Le mariage précoce des filles dans les communautés maasai au Kenya est directement lié aux questions d’insécurité des moyens de subsistance, comme le soutient la partenaire académique du CICADA Caroline Archambault. Archambault souligne l’importance de comprendre les perspectives des femmes sur les moyens de subsistance et la tenure foncière, car elles mettent l’accent sur la relation entre la terre et le bien-être pour les Maasai.
Mariage précoce et insécurité des moyens de subsistance
« Par l’ethnographie, je propose une mise en contexte des facteurs sous-jacents qui ont donné lieu aux pratiques de mariage précoce chez les Maasai à Enkop et je mets en évidence les difficultés contemporaines du pastoralisme face à la croissance démographique, l’instabilité climatique, la réforme du régime foncier et les insécurités et défis entourant l’éducation formelle… le mariage est situé non pas comme une relique de la tradition et du patriarcat malveillant, mais plutôt comme une adaptation contemporaine à l’insécurité des moyens de subsistance. »
Réforme de la tenure foncière et perspectives de genre
Caroline Archambault collabore avec les communautés maasai pour y étudier les régimes fonciers, l’éducation et le genre.
Archambault travaille également avec les communautés maasai afin d’y étudier les impacts sur le genre des réformes touchant à la tenure des terres. Sa recherche examine comment le passage de la gestion communautaire des terres à la privatisation affecte les femmes maasai différemment des hommes, et comment ces changements impactent leur bien-être global et la sécurité de leurs moyens de subsistance.
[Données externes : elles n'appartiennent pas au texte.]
PR #2710, opened 2023-09-14
fix: unpickling of `unknown_length`

agoose77:
This PR makes `unknown_length` use the singleton machinery so that it's trivially pickleable.


jpivarski (approved):
Okay, sounds good! It's also straightforward enough that I'll merge it, too.

PR #3586, opened 2025-07-22
fix: filter also for new (v0.7.0) LinearizeTracer type

### LINKED ISSUE #3585: JAX 0.7.0 incompatibility
### Version of Awkward Array

main

The new version of JAX is causing the CI to fail (see [here](https://github.com/scikit-hep/awkward/actions/runs/16455550058/job/46511578596)).

pfackeldey:
Closes #3585

### DIFF
--- a/src/awkward/_kernels.py
+++ b/src/awkward/_kernels.py
@@ -6,6 +6,8 @@ import ctypes
 from abc import abstractmethod
 from typing import Any, Callable
 
+from packaging.version import parse as parse_version
+
 import awkward as ak
 from awkward._nplikes.cupy import Cupy
 from awkward._nplikes.jax import Jax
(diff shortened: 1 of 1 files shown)


pfackeldey:
Ref: https://docs.jax.dev/en/latest/changelog.html#jax-0-7-0-july-22-2025

I have to say though... the way our JAX backend works is rather fragile. I wouldn't be surprised about more issues like this in the future. (We should think about it again.)

ianna:
> Ref: https://docs.jax.dev/en/latest/changelog.html#jax-0-7-0-july-22-2025
> 
> I have to say though... the way our JAX backend works is rather fragile. I wouldn't be surprised about more issues like this in the future. (We should think about it again.)

Yep, totally agree. Thanks for fixing it!

ianna (approved):
@pfackeldey - Thanks for fixing it. We need to discuss what we should do with JAX backend.

PR #3588, opened 2025-07-24
docs: add missing funding badges

ariostas:
I added a few more shields for grants that have supported Awkward development.


ianna (approved):
@ariostas - Thanks for adding the credits! I'll merge it.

« Les pâturages libres utilisés par les éleveurs nomades du Kenya sont touchés par la réforme foncière, qui transforme leurs « systèmes coutumiers » de gestion communautaire en les privatisant et en les allouant en pleine propriété individuelle… localement, chez les Maasai du Kenya, les femmes ont des opinions bien arrêtées sur la façon dont cette privatisation affecte leur bien-être. Il est impératif que les points de vue et les opinions des femmes profitent aux débats et discussions sur la réforme de la tenure des terres de pâturage… comme on le voit dans le contexte des débats sur la tenure foncière à Maasailand, les positions des femmes élargissent notre compréhension des processus de tenure et des impacts très vastes qu’entraînent les changements de tenure. Les femmes maasai ont des préoccupations et des perspectives différentes de celles des hommes au sujet de la privatisation, [et] les expériences des femmes amélioreront notre compréhension des façons complexes dont la tenure peut affecter le développement. [Dans] les discussions actuelles, l’emphase est trop fortement placée sur la productivité et les résultats potentiels d’efficacité de la réforme foncière. Les femmes nous rappellent que la privatisation des pâturages a des conséquences sociales profondes et importantes qui sont des déterminants clés du bien-être. »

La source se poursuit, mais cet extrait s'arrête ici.